Available data below:

PR #10488, opened 2016-11-02
Update install.rst

chriswhong:
Per [this recommendation](https://groups.google.com/forum/#!searchin/cartodb/liblwgeom%7Csort:relevance/cartodb/-7hdvF8KJzE/iHN1wvu2AQAJ), liblwgeom should be 2.2.2?  Using 2.1.8 causes a dependency error

### DIFF
--- a/doc/manual/source/install.rst
+++ b/doc/manual/source/install.rst
@@ -156,7 +156,7 @@ PostGIS
   .. code-block:: bash
 
     sudo apt-get install libxml2-dev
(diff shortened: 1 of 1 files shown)


Cartofante:

Cartofante:

javitonino:
Hey Chris,

I checked and indeed we need to use 2.2.2 since we upgraded to Postgis 2.2. I am merging and updating the docs right away.

Thanks for the patch!

Issue #10472, opened 2016-10-31
After editing a geometry, we should get the left panel back to the layer one (wherever the user would be before clicking on edit)


saleiva:

alonsogarciapablo:
Closed via https://github.com/CartoDB/cartodb/commit/d070f6bca46b5092648d249cb5311841e290c544

saleiva:
Not working for me in https://matatageom.carto-staging.com/builder/5b31d9b4-4bae-4fc3-874e-efc2cec65f21

alonsogarciapablo:
@saleiva it seems to be working "fine" for me (i.e: clicking back takes the left panel to latest panel the user was seeing when he/she clicked the Edit geometry button):

![back-to-the-future](https://cloud.githubusercontent.com/assets/390398/20052144/ee10d4fe-a4d2-11e6-9573-8be3fb8ab41a.gif)

In the example, if the user had clicked the layer before clicking the "Edit" and going back, it will show the Layer panel. But, if it clicked "Edit" and then Back, while viewing the list of layers, it will then see the list of layers again. That's how I understood `wherever the user would be before clicking on edit`...

Please check the gif and confirm if this is right or wrong. If it's wrong, I'd appreciate some Steps To Reproduce. Thanks @saleiva!

PR #10496, opened 2016-11-02
Method to go back to the previous layout

alonsogarciapablo:
Required for https://github.com/CartoDB/cartodb/issues/10472.

This PR implements a new method so that we can go back to the previous layout:

```
this.layoutModel.goBack();
```

Take a look at the tests for a better understanding of how it works...

I did some refactoring and `nextStep` and `prevStep` are now using `goToStep` internally.
Also:
- @matallo discovered that `nextStep` [was always going to the last step](https://github.com/CartoDB/cartodb/compare/go-back?expand=1#diff-7e62e2f46272af03a5083ad2923324a8L44) and we're fixing it here.
- `nextStep` always triggered a `positionChanged` event, even if the position didn't change. There was even [a test for this behaviour](https://github.com/CartoDB/cartodb/pull/10496/files#diff-67cd7945541b5e9eefbc127b2bc26b3cL78), but I don't quite get why (any idea @xavijam @javierarce?)

We could potentially use this in many "back" buttons that we display in the left side panel.

@xavijam would you please take look? Thanks 💋

### DIFF
--- a/lib/assets/javascripts/cartodb3/components/stack-layout/stack-layout-model.js
+++ b/lib/assets/javascripts/cartodb3/components/stack-layout/stack-layout-model.js
@@ -1,4 +1,3 @@
-var _ = require('underscore');
 var Backbone = require('backbone');
 
 /**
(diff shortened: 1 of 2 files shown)


alonsogarciapablo:
cc: @javierarce

javierarce:
I'm not sure either :/  That trigger is captured in the `stack-layout-view.js`  

```  _onPositionChange: function (newPos, opts) {
    this._removeOldStackView();
    this._genNewStackView(_.flatten(opts));
  },
``` 

so I think that in that particular case, we just forgot to add a condition to avoid the triggering.

alonsogarciapablo:
We'll soon know if the event was indeed required... 😛 . Thanks guys!

PR #10510, opened 2016-11-02
9966 quote table names starting by number

### LINKED ISSUE #9966: Error granting SELECT to tiler user
I've spotted this exception

```
PG::Error: ERROR: syntax error at or near ".2016"
LINE 1: GRANT SELECT ON public.2016damagestest TO tileuser;
```

Error comes from [here](https://github.com/CartoDB/cartodb/blob/master/app/models/table.rb#L479)

I looks like comes from `Ghost tables: Error creating UserTable`

// @CartoDB/backend

javitonino:
Fixes #9966 and does a needed refactor of the default SQL query construction.


javitonino:
Please CR @xavijam

PR #10520, opened 2016-11-03
Migrator mapcap hofix

gfiorav:
Please CR @javitonino 

avoids migration when a layer belongs to a mapcap. https://rollbar.com/vizzuality/CartoDB/items/20903/


gfiorav:
Thanks :)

End of Available data.

Action item. How many lines of the entries contain "comes"? Answer with a number alone.

Solution. 2